PR #5907, opened 2025-03-25
Copy private data sources in batches

lutter:
Currently, private data sources are copied one-by-one which can be very slow for deployments with huge numbers of data sources (say, 100's of thousands)

This PR changes that so that we copy data sources in bulk

### DIFF
--- a/store/postgres/src/dynds/private.rs
+++ b/store/postgres/src/dynds/private.rs
@@ -1,4 +1,4 @@
-use std::ops::Bound;
+use std::{collections::HashMap, ops::Bound};
 
 use diesel::{
     pg::sql_types,
@@ -252,32 +252,11 @@ impl DataSourcesTable {
             .order_by(&self.vid)
             .load::<Tuple>(conn)?;
 
+        let manifest_map =
+            ManifestIdxMap::new(src_manifest_idx_and_name, dst_manifest_idx_and_name);
         let mut count = 0;
-        for (block_range, src_manifest_idx, param, context, causality_region, done_at) in src_tuples
-        {
-            let name = &src_manifest_idx_and_name
-                .iter()
-                .find(|(idx, _)| idx == &src_manifest_idx)
-                .with_context(|| {
-                    anyhow!(
-                        "the source {} does not have a template with index {}",
-                        self.namespace,
-                        src_manifest_idx
-                    )
-                })?
-                .1;
-            let dst_manifest_idx = dst_manifest_idx_and_name
-                .iter()
-                .find(|(_, n)| n == name)
-                .with_context(|| {
-                    anyhow!(
-                        "the destination {} is missing a template with name {}. The source {} created one at block {:?}",
-                        dst.namespace,
-                        name, self.namespace, block_range.0
-                    )
-                })?
-                .0;
-
+        for (block_range, src_idx, param, context, causality_region, done_at) in src_tuples {
+            let dst_idx = manifest_map.dst_idx(src_idx)?;
             let query = format!(
                 "\
              insert into {dst}(block_range, manifest_idx, param, context, causality_region, done_at)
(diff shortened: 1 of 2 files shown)


store/postgres/src/dynds/private.rs
```diff
@@ -361,3 +321,141 @@ impl DataSourcesTable {
...
+impl ManifestIdxMap {
+    fn new(src: &[(i32, String)], dst: &[(i32, String)]) -> Self {
+        let map = src
+            .iter()
+            .map(|(src_idx, src_name)| {
+                (
+                    *src_idx,
+                    (
+                        dst.iter()
+                            .find(|(_, dst_name)| src_name == dst_name)
```
zorancv, line 341: Did you consider converting the dst slice to a HashMap? How realistic is the scenario with the maximum of 10'000+ elements? Is a square algorithm reasonable fast for that size? Maybe lower the upper bound with 1-2 orders of magnitude?

store/postgres/src/dynds/private.rs
```diff
@@ -361,3 +321,141 @@ impl DataSourcesTable {
...
+            Bound::Unbounded => i32::MAX,
+        };
+        self.idx = map.dst_idx(self.idx, src_nsp, src_created, dst_nsp)?;
+        Ok(self)
+    }
+}
+
+struct CopyDsQuery<'a> {
+    dst: &'a DataSourcesTable,
+    dss: &'a [DsForCopy],
```
zorancv, line 410: Very minor, but isn't `dsc` a better name for this one?

store/postgres/src/dynds/private.rs
```diff
@@ -361,3 +321,141 @@ impl DataSourcesTable {
...
+        // unclamp block range if it ends beyond target block
+        match self.block_range.1 {
+            Bound::Included(block) if block > target_block => self.block_range.1 = Bound::Unbounded,
+            _ => { /* use block range as is */ }
+        }
+        // Translate manifest index
+        let src_created = match self.block_range.0 {
+            Bound::Included(block) => block,
+            Bound::Excluded(block) => block + 1,
+            Bound::Unbounded => i32::MAX,
```
zorancv, line 401: I don't follow, why is this not 0?

store/postgres/src/dynds/private.rs
lutter: Good point - `src` and `dst` should be relatively small since they are data source declarations from the manifest, but it won't hurt to build a map here. Just added a commit that does that

store/postgres/src/dynds/private.rs
lutter: I was thinking of this as `DataSourceS`

store/postgres/src/dynds/private.rs
```diff
@@ -361,3 +321,141 @@ impl DataSourcesTable {
...
+    fn src_to_dst(
+        mut self,
+        target_block: BlockNumber,
+        map: &ManifestIdxMap,
+        src_nsp: &Namespace,
+        dst_nsp: &Namespace,
+    ) -> Result<Self, StoreError> {
+        // unclamp block range if it ends beyond target block
+        match self.block_range.1 {
+            Bound::Included(block) if block > target_block => self.block_range.1 = Bound::Unbounded,
```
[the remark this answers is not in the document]
lutter: Yes, you are right. I added a match for that (hopefully with the right `if`, this hurts my brain)

store/postgres/src/dynds/private.rs
lutter: Also true - I was thinking of the upper bound, but lower bound unbounded should mean 0

store/postgres/src/dynds/private.rs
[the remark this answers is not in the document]
zorancv: The `if` seems fine to me.

zorancv (approved):
Nice!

* * * * * * *

Problem statement: Your task is to transcribe the material, which must come out exactly as written.

Solution for this problem:
PR #5907, opened 2025-03-25
Copy private data sources in batches

lutter:
Currently, private data sources are copied one-by-one which can be very slow for deployments with huge numbers of data sources (say, 100's of thousands)

This PR changes that so that we copy data sources in bulk

### DIFF
--- a/store/postgres/src/dynds/private.rs
+++ b/store/postgres/src/dynds/private.rs
@@ -1,4 +1,4 @@
-use std::ops::Bound;
+use std::{collections::HashMap, ops::Bound};
 
 use diesel::{
     pg::sql_types,
@@ -252,32 +252,11 @@ impl DataSourcesTable {
             .order_by(&self.vid)
             .load::<Tuple>(conn)?;
 
+        let manifest_map =
+            ManifestIdxMap::new(src_manifest_idx_and_name, dst_manifest_idx_and_name);
         let mut count = 0;
-        for (block_range, src_manifest_idx, param, context, causality_region, done_at) in src_tuples
-        {
-            let name = &src_manifest_idx_and_name
-                .iter()
-                .find(|(idx, _)| idx == &src_manifest_idx)
-                .with_context(|| {
-                    anyhow!(
-                        "the source {} does not have a template with index {}",
-                        self.namespace,
-                        src_manifest_idx
-                    )
-                })?
-                .1;
-            let dst_manifest_idx = dst_manifest_idx_and_name
-                .iter()
-                .find(|(_, n)| n == name)
-                .with_context(|| {
-                    anyhow!(
-                        "the destination {} is missing a template with name {}. The source {} created one at block {:?}",
-                        dst.namespace,
-                        name, self.namespace, block_range.0
-                    )
-                })?
-                .0;
-
+        for (block_range, src_idx, param, context, causality_region, done_at) in src_tuples {
+            let dst_idx = manifest_map.dst_idx(src_idx)?;
             let query = format!(
                 "\
              insert into {dst}(block_range, manifest_idx, param, context, causality_region, done_at)
(diff shortened: 1 of 2 files shown)


store/postgres/src/dynds/private.rs
```diff
@@ -361,3 +321,141 @@ impl DataSourcesTable {
...
+impl ManifestIdxMap {
+    fn new(src: &[(i32, String)], dst: &[(i32, String)]) -> Self {
+        let map = src
+            .iter()
+            .map(|(src_idx, src_name)| {
+                (
+                    *src_idx,
+                    (
+                        dst.iter()
+                            .find(|(_, dst_name)| src_name == dst_name)
```
zorancv, line 341: Did you consider converting the dst slice to a HashMap? How realistic is the scenario with the maximum of 10'000+ elements? Is a square algorithm reasonable fast for that size? Maybe lower the upper bound with 1-2 orders of magnitude?

store/postgres/src/dynds/private.rs
```diff
@@ -361,3 +321,141 @@ impl DataSourcesTable {
...
+            Bound::Unbounded => i32::MAX,
+        };
+        self.idx = map.dst_idx(self.idx, src_nsp, src_created, dst_nsp)?;
+        Ok(self)
+    }
+}
+
+struct CopyDsQuery<'a> {
+    dst: &'a DataSourcesTable,
+    dss: &'a [DsForCopy],
```
zorancv, line 410: Very minor, but isn't `dsc` a better name for this one?

store/postgres/src/dynds/private.rs
```diff
@@ -361,3 +321,141 @@ impl DataSourcesTable {
...
+        // unclamp block range if it ends beyond target block
+        match self.block_range.1 {
+            Bound::Included(block) if block > target_block => self.block_range.1 = Bound::Unbounded,
+            _ => { /* use block range as is */ }
+        }
+        // Translate manifest index
+        let src_created = match self.block_range.0 {
+            Bound::Included(block) => block,
+            Bound::Excluded(block) => block + 1,
+            Bound::Unbounded => i32::MAX,
```
zorancv, line 401: I don't follow, why is this not 0?

store/postgres/src/dynds/private.rs
lutter: Good point - `src` and `dst` should be relatively small since they are data source declarations from the manifest, but it won't hurt to build a map here. Just added a commit that does that

store/postgres/src/dynds/private.rs
lutter: I was thinking of this as `DataSourceS`

store/postgres/src/dynds/private.rs
```diff
@@ -361,3 +321,141 @@ impl DataSourcesTable {
...
+    fn src_to_dst(
+        mut self,
+        target_block: BlockNumber,
+        map: &ManifestIdxMap,
+        src_nsp: &Namespace,
+        dst_nsp: &Namespace,
+    ) -> Result<Self, StoreError> {
+        // unclamp block range if it ends beyond target block
+        match self.block_range.1 {
+            Bound::Included(block) if block > target_block => self.block_range.1 = Bound::Unbounded,
```
[the remark this answers is not in the document]
lutter: Yes, you are right. I added a match for that (hopefully with the right `if`, this hurts my brain)

store/postgres/src/dynds/private.rs
lutter: Also true - I was thinking of the upper bound, but lower bound unbounded should mean 0

store/postgres/src/dynds/private.rs
[the remark this answers is not in the document]
zorancv: The `if` seems fine to me.

zorancv (approved):
Nice!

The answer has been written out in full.